MÜRİT HUKUKUNUN DERİN YARALARI!..
Ne yapacağız yani; kuşatmanın, işgalin, yağmanın, haksızlığın, vurgunun, adaletsizliğin ve cemaat faşizminin üzerine ülke olarak bir bardak su mu içeceğiz?..
Mürit-militan bürokratik kuşatmanın molla-medrese hattında, devletin ince damarlarına kadar sızan ihanet kollarından saçılan kanunsuzluklar yapıldığıyla-olduğuyla mı kalacak?..
“Oldu bitti geldi geçti” pervasızlığıyla “zararın neresinden dönersek kazançtır” kafasıyla mı hareket edecek bu ülke?..
Yukarıdaki soruların yanıtları külliyen “evet” ise vah bu devletin de milletinde haline!..
Diyecek ki kimileri, “AKP kendi yarattığı canavarı temizliyor ya?.. Emniyette, bürokraside, TSK’da en alttan en üste kadar örgütlenen FETÖ yapısı yavaş yavaş dağıtılıyor ya?..”
Evet, AKP son aylarda eski ortağının kuşatmasını dağıtmak için çalışıyor... Askerden polise, doktordan öğretmene, memurdan sanayiciye kadar imam-mürit hattında müthiş bir “terörist” avı sürüyor bu ülkede...

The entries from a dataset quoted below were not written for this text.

PR #410, opened 2023-01-30
Create mod entry in `enabledmods.json` if it doesn't exist

Alystrasz:
Currently, when you add a new mod to your `mods/` directory, when there's no associated entry in the `enabledmods.json` file, it is considered enabled by default; mod entries are only written in `enabledmods.json` when toggling them via the mods interface.

In this pull request, I propose to create mod entries in `enabledmods.json` when detecting they don't exist.


BobTheBob9:
will this write downloaded mods to the json as well? while we don't have autodownloading yet we do read the mod directory for downloaded mods atm, and i don't think we should ever write downloaded mods to the json

Alystrasz:
> will this write downloaded mods to the json as well? while we don't have autodownloading yet we do read the mod directory for downloaded mods atm, and i don't think we should ever write downloaded mods to the json

Fixed in 5de25eba2f45b3ed8e1ece2e9160ca042493c6d9 and 21975fad173a2f3f16c28abe918368dc20a6d3c5

F1F7Y:
This would be pretty pog ngl

F1F7Y (approved):
Works in testing

Alystrasz:
I won't edit the labels for this PR, since I made it, but I'd say this is ready to be merged. :)

Jan200101 (dismissed):

Jan200101 (approved):
re-doing the review
code still looks good and it matches its surrounding code

NorthstarDLL/mods/modmanager.cpp
```diff
@@ -703,11 +706,21 @@ void ModManager::LoadMods()
...
+	// This is used to check if some mods have a folder but no entry in enabledmods.json
+	bool newModsDetected = false;
+
 	for (Mod& mod : m_LoadedMods)
 	{
 		if (!mod.m_bEnabled)
 			continue;
 
+		// Add mod entry to enabledmods.json if it doesn't exist
+		if (!mod.m_bIsRemote && !m_EnabledModsCfg.HasMember(mod.Name.c_str()))
```
GeckoEidechse, line 718: I assume that means we ignore remote mods when adding to `enabledmods.json`? ^^

Alystrasz: Exactly yeah, as discussed in https://github.com/R2Northstar/NorthstarLauncher/pull/410#issuecomment-1426284180

GeckoEidechse (approved):
Code looks fine as far as I can tell. Primarily looked at control flow.

PR #411, opened 2023-02-02
Add `CGlobals` class and `g_pGlobals`, and update code to support

BobTheBob9:
adds the CGlobals class and global pointer g_pGlobals, contains a few useful engine vars that we can use in preexisting code (code has been updated to do so)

Velhasıl 30 binden fazla tutuklu FETÖ’cü, en az 200 bin görevden alınan ya da tamamen tasfiye edilen militan-mürit ordusunun deşifre olduğu varsayılıyor!..
FETÖ ekonomisinin can damarlarının kesilmesi, işadamlarının tutuklanması, mürit oldukları pek bilinmeyen, tatlıcıdan müteahhidine kadar yüzlerce gizli FETÖ üyesini bertaraf etmek için operasyonlar durmuyor... Çünkü her gün yeni hücrelere müdahale ediliyor...
AHTAPOTUN CÜPPELİ KOLLARI...
Yine de herkes çok şaşkın... Çünkü en profesyonel istihbarat örgütlerini bile kıskandıracak şekilde, kasetçilikten “bylock” tezgahına kadar sinsice yürütülen haberleşme ağının arkasında, devletin damarlarına sızan bir ahtapotun hangi kolları olduğu da tam olarak anlaşılamıyor...
Meğerse, baba kızının, öğrenci öğretmeninin, hasta doktorunun, astsubay üstünün, polis kendi amirinin FETÖ’cü olduğundan habersiz yaşamış bu ülkede!.. Vah ki ne vah?..
Hatta ve hatta, Genelkurmay Başkanı’nın kendi emir subayından, Cumhurbaşkanının ise yaverlerinin FETÖ müridi olduğundan habersiz devleti yönetmeye çalışması gibi bir şaşkınlık da çıktı ortaya!..
Ne acı değil mi; devlette bir bürokrat yok ki, arkasında bir “Brütüs” olmasın!.. Böylesine bir acizlik, gaflet, dalalet ve hatta göz yumanlarda olduğu gibi, ürkütücü bir ihanet içinde yürümüş devlet cemaat yollarında!..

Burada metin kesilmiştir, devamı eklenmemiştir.